◆ WHAT THE TASK ASKS: Where a line contains the word "shortened", copy that line from the records below.

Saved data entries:
══════════════════════════════

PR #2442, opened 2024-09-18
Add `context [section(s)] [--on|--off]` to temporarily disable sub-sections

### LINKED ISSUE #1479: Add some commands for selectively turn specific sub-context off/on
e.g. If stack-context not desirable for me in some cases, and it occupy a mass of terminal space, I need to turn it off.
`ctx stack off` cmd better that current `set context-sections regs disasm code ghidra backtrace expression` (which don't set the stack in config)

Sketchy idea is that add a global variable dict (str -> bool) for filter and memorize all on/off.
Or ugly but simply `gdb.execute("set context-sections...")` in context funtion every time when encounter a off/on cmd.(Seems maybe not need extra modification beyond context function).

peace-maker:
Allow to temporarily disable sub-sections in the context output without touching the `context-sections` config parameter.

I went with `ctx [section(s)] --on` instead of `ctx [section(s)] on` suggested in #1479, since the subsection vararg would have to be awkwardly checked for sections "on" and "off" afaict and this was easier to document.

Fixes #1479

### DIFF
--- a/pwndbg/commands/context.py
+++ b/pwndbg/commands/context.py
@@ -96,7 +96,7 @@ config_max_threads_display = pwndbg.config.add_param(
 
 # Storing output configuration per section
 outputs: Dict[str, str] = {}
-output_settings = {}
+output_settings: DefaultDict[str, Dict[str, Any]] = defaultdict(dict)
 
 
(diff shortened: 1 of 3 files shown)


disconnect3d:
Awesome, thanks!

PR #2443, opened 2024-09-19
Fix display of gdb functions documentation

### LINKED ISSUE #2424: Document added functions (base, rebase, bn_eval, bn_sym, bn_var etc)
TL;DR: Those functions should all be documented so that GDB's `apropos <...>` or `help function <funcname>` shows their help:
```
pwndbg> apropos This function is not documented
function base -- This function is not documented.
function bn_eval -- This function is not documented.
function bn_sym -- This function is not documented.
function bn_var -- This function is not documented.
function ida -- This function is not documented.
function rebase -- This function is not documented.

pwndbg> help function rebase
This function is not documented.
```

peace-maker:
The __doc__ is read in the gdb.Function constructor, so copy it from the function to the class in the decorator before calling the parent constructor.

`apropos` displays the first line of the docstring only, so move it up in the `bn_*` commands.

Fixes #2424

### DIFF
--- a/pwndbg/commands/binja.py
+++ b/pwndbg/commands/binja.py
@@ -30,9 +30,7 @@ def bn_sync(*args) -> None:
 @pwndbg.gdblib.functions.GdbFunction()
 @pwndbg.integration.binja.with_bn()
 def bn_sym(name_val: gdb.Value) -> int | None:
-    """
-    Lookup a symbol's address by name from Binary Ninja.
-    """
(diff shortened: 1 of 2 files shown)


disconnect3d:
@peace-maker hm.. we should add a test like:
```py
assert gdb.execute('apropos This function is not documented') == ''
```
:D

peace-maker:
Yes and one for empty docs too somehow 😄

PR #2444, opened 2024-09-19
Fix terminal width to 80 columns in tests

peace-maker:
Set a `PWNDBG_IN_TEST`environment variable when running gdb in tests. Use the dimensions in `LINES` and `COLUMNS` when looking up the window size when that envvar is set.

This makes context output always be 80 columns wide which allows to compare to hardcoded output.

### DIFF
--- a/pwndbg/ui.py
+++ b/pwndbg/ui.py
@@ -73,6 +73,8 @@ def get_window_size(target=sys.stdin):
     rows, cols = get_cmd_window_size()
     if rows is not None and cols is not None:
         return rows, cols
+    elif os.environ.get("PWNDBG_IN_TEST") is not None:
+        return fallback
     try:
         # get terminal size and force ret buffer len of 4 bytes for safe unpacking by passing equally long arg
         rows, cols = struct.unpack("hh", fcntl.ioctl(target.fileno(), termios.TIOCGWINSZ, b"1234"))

══════════════════════════════

◆ RESPONSE:
(diff shortened: 1 of 3 files shown)
(diff shortened: 1 of 2 files shown)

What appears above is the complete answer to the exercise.